Уже на центральной чуть притормаживаю. Рассудок вовремя о себе напоминает:
– Милая, ты где живёшь? – я же не могу выдать себя. Заглядываю в напуганные глаза и забываю, что ещё хочу сказать. Пронзительно зелёные. Молодая трава и зрачок… огромный. Запоздало вспоминаю, что у неё плохое зрение. И сейчас Аря меня вряд ли чётко видит.
– Т-т-тут, – заикается Арина: голос едва различим, больше на сплошное шипение смахивает, – недалеко.
– Родители дома? – медленно прихожу в норму, к спокойствию, хотя перед глазами тоже всё начинает расплываться.
– Н-нет, – чуть мотает головой девушка.
– Братья, сестры, дедушки, бабушки, тётки… – перебираю, сражаясь с накатывающей слабостью.
– Дома никого, – мямлит Арина, виновато пряча взгляд.
– А почему у вас пусто на районе? – окидываю улицу взглядом.
– Так не всегда… – уже более-менее справляется с нервностью Аря, но голоса до сих пор нет.
– Так куда тебя? – пора заканчивать, вот-вот упаду.
– Первая лавка на углу… Антикварная.
– Ты живёшь в лавке? – выдавливаю удивление.
– Угу, – смущённый кивок и губу прикусывает. Мажу взглядом по грязному, зарёванному лицу, полному рту. Насилу отрываюсь и шагаю вдоль закрытых магазинов и лавок. На следующем перекрёстке торможу.
– Этот?
– Ага, – робко выдавливает улыбку девушка. Жалкая, тощая, с прилипшими волосами. Её лицо расплывается, искажается. Меня начинает сильно шатать, а в боку появляется ощутимая боль. Видимо, недооценил ранение.
Опускаю Арину на ноги перед ступенями и тут она виновато ойкает:
– А сумочка-то в проулке осталась, – и столько отчаянья во взгляде, словно признаёт собственную вину в гибели Помпеи.
Твою мать! Стискиваю зубы до скрипа:
– Стой тут. Я быстро.
В тумане бегу обратно, смачно шлёпая по лужам. Уже продрог, а перед глазами всё назойливее темнота маячит. Поднимая сумочку, реагирую на блик с асфальта – нащупываю очки, а следом и свою куртку подхватываю.
***
Вручаю бледной, но заметно отошедшей от шока девушке её вещи.
– Спасибо! – Она тотчас очки нахлобучивает, с большим интересом и настороженностью по мне взглядом прогуливается, сумочку к себе прижимая…
А меня шатает. Перед взором секундно чёрная пелена проплывает и вновь выкидывает в реальность.
Боль расползается, слабость накатывает…
И в боку ноет. Невольно касаюсь.
– Что с вами? – тревожится Аря.
– Нормально всё. – Сражаюсь с приступом, проглатывая стон: – Всё! – отмахиваюсь невнятно. – Дуй, домой, – нетерпеливым жестом указываю на дверь.
Девушка с лёгким недоумением изучает меня несколько секунд, и покопошившись в сумочке, достаёт ключи.
Отворачиваюсь, уже было ступаю прочь, как в спину нагоняет:
– С-спасибо ещё раз, – ни капли лукавства или жеманничества, просто клацает зубами от отходника и холода, который уже не только меня сковывает, но и тощую фигурку Ари.
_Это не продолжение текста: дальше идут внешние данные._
PR #423, opened 2016-12-02
Fixes embedded_params when params are empty

masonjm:
`params` expects `embeded_params` to always return a `Hash`. This fixes an edge case where `embeded_params` can return `nil`, which causes an exception in `merge!`.

### DIFF
--- a/lib/her/model/parse.rb
+++ b/lib/her/model/parse.rb
@@ -58,7 +58,7 @@ module Her
         def embeded_params(attributes)
           associations[:has_many].select { |a| attributes.include?(a[:data_key])}.compact.inject({}) do |hash, association|
             params = attributes[association[:data_key]].map(&:to_params)
-            next if params.empty?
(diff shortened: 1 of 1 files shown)


edtjones:
@masonjm thanks for this. How did you find this edge case? Would it be best to fix the reason there isn't a hash in the first place?

masonjm:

– Не за что, – киваю устало: и едва не падаю, в последний миг успев ухватиться за перила лестницы. Не играю, правда нехорошо.
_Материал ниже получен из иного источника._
PR #424, opened 2016-12-02
Update associated record creation example

mascott:
While the example is probably the intended behavior it does not reflect the current request path. I've updated the example to more closely match the current experience.

If one of the potential fixes like https://github.com/remiprev/her/pull/318 is found to be acceptable it would make sense to include an update to the READ.me to reflect the changes.


edtjones:
Thanks @mascott I'm grateful. Merged :-)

– Вы ранены? – охает Арина, суматошно по мне взглядом прогуливаясь и тормозя где-то на торсе.
И я смотрю. К собственному удивлению обнаруживаю обильно кровоточащую рану. Джинсы в багровых разводах, футболка сильно промокла.
– Ерунда! – придаю голосу уверенности. – Зацепило немного.
– Да как вы можете? – вытаращивается Арина. – Рану обработать нужно. А может и зашивать!!!
Это ближе к плану, но что-то сомневаюсь в умениях девушки и её психологической устойчивости. После нападения она была в немом шоке, да и голос её подвёл на первом же крике. Вон до сих пор сипит.
– Ну что ж вы стоите? – многострадально выдыхает. – Мне сегодня ещё не хватает, чтобы спаситель на пороге от потери крови умер!
Отступает, поторапливая войти в лавку.